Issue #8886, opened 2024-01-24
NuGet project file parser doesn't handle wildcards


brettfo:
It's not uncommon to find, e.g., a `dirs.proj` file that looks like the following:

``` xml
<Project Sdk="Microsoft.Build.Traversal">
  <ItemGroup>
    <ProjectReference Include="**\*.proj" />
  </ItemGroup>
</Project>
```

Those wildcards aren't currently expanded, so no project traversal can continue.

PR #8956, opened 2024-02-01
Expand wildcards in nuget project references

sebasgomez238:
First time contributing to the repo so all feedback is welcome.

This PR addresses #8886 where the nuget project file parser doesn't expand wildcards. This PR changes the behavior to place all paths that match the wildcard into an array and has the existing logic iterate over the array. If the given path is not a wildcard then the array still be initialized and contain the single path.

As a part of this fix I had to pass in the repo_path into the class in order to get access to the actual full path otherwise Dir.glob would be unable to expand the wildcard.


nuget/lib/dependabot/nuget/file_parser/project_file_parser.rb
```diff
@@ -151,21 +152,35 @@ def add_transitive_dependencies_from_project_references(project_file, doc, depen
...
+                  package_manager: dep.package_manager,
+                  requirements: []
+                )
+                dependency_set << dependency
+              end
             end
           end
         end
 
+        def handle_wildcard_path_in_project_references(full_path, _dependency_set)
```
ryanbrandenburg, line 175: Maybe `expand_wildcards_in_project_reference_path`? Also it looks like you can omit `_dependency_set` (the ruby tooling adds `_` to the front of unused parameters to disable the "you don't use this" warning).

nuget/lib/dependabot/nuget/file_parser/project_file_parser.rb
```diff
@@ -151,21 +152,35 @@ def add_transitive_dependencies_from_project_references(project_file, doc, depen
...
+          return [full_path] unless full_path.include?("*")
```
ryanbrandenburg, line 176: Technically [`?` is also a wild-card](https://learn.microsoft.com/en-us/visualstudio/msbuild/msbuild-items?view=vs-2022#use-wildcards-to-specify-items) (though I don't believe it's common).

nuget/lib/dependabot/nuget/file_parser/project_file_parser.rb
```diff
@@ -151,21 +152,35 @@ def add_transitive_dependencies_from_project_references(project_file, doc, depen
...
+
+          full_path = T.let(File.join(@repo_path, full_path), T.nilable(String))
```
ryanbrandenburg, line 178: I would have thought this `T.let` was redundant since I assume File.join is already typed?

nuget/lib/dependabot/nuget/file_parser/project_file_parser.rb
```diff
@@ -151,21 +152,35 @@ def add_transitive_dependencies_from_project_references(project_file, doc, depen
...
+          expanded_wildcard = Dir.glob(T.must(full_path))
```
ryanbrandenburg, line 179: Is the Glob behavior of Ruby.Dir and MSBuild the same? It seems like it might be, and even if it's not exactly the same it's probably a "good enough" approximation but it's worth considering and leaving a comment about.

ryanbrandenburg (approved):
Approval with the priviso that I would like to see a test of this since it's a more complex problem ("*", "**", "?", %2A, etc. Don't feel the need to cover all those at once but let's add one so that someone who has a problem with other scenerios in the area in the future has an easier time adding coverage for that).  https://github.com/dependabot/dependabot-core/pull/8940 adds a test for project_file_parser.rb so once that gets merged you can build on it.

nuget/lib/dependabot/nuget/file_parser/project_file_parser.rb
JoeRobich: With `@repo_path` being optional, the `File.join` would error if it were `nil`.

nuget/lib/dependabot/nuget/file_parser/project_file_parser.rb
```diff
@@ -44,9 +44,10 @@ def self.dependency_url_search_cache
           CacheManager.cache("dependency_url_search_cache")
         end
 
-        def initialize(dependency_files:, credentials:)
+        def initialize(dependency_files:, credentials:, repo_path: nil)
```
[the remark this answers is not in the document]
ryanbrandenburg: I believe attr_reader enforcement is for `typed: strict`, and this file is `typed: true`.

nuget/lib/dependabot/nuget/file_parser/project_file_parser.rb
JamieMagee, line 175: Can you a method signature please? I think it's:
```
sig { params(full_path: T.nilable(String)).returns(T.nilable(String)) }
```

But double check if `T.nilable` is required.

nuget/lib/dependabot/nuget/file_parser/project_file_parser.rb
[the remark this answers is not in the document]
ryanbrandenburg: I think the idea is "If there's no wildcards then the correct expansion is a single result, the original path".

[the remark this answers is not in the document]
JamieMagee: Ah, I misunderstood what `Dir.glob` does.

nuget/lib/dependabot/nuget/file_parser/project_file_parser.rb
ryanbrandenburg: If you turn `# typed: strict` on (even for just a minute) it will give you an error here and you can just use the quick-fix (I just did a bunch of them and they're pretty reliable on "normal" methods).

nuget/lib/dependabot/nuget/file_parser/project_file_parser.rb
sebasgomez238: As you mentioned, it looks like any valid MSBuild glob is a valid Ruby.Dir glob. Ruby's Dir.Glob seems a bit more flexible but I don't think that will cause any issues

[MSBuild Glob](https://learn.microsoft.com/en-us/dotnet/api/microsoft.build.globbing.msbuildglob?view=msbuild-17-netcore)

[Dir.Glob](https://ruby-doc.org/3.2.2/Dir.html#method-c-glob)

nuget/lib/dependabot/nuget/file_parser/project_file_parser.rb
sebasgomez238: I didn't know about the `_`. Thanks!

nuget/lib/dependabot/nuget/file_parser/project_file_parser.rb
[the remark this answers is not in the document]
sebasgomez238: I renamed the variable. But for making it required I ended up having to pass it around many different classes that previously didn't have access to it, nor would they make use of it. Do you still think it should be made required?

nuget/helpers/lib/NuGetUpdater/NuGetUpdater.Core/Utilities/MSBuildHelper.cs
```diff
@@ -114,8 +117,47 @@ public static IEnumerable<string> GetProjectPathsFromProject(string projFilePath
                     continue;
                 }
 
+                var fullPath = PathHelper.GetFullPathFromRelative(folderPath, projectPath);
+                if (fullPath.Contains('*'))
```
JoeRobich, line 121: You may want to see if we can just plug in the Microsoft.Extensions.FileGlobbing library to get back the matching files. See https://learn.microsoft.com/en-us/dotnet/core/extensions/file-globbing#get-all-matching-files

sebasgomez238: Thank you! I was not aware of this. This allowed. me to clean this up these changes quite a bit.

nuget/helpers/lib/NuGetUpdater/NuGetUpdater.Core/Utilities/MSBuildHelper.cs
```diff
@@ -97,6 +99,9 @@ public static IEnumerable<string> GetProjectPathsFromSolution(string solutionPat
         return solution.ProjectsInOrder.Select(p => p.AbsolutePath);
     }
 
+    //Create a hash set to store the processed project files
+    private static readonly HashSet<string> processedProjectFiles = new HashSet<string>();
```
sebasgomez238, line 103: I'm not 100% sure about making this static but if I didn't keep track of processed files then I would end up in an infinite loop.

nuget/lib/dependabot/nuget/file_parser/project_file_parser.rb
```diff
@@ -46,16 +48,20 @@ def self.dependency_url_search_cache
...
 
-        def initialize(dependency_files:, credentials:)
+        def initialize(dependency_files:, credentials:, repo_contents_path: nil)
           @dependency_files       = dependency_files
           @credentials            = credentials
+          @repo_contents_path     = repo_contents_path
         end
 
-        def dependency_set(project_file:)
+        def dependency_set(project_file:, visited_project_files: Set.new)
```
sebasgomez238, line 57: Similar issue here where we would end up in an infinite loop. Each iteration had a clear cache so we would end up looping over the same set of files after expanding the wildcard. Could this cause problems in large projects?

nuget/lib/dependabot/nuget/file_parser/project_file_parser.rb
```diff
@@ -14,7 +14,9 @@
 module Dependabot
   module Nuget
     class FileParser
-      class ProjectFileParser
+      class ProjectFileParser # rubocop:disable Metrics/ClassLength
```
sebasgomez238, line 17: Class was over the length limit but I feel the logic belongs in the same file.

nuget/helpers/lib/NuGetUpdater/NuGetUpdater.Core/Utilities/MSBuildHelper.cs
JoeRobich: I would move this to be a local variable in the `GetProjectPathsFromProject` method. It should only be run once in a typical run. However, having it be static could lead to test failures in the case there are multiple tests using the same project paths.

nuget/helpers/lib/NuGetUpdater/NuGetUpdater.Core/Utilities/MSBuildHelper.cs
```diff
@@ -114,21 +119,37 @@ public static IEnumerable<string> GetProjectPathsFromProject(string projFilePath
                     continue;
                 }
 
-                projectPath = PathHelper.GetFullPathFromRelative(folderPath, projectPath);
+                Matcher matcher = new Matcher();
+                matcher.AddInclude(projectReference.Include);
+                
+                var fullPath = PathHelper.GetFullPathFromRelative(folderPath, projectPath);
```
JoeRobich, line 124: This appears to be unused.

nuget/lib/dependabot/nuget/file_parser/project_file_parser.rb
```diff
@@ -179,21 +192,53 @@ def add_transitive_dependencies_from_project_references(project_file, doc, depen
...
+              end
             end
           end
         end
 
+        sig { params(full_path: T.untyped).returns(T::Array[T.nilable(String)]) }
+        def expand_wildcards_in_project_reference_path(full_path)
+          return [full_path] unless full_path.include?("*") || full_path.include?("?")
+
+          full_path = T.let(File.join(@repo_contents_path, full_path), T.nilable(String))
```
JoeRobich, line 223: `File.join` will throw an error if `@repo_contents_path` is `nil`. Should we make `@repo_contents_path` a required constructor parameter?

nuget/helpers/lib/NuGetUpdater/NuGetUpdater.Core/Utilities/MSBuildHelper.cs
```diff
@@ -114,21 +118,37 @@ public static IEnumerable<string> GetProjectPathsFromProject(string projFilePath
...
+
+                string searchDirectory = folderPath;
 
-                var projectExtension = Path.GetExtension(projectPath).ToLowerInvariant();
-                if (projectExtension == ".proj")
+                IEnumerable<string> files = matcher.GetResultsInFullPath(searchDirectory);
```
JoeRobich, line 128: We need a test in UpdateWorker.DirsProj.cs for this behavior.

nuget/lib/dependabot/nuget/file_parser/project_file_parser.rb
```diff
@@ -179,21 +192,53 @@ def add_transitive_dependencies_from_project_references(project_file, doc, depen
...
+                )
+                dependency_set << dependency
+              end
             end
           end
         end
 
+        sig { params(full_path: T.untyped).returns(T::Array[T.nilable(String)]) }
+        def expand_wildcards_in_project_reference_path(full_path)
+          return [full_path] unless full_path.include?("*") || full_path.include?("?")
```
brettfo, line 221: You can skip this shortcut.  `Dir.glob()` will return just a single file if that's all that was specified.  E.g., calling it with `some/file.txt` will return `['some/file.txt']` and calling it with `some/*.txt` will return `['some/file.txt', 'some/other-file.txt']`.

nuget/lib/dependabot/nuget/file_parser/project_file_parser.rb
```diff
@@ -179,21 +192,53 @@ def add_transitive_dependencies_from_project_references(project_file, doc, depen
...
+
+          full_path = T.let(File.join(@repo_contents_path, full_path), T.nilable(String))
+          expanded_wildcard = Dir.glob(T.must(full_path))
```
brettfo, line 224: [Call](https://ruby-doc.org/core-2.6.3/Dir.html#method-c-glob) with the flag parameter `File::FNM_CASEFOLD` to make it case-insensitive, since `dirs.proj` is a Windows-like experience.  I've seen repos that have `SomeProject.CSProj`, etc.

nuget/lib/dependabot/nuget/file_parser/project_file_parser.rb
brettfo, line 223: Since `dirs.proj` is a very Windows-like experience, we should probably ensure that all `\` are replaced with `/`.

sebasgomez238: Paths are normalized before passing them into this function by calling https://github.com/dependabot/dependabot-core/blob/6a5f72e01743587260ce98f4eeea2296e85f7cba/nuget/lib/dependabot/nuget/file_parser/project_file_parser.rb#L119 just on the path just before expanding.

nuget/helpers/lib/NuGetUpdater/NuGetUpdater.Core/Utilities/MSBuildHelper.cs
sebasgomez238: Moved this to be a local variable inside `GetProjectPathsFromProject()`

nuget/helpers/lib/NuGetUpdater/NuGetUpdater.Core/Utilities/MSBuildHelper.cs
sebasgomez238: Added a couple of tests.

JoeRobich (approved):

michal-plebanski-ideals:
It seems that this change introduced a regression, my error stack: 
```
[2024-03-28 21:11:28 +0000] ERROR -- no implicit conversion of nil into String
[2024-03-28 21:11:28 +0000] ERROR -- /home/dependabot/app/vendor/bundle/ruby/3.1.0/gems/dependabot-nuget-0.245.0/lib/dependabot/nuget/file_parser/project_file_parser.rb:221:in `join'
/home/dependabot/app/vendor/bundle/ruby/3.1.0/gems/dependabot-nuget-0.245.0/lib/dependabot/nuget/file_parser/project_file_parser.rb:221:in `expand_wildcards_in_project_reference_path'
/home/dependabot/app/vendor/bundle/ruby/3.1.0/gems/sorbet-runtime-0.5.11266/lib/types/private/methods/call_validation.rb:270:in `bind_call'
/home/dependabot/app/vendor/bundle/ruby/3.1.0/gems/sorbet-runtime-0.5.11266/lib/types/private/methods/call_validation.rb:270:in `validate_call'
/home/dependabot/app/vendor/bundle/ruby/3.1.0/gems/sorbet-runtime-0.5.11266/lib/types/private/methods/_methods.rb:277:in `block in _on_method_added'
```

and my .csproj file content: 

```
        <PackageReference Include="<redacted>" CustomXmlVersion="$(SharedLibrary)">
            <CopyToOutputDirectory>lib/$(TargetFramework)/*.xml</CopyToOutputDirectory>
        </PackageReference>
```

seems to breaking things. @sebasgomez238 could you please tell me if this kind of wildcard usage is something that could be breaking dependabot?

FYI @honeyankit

____________________

▸ **PROBLEM**
Copy out the lines above with "ProjectFileParser" in them.

▸ **RESPONSE TO THIS EXERCISE**
-      class ProjectFileParser
+      class ProjectFileParser # rubocop:disable Metrics/ClassLength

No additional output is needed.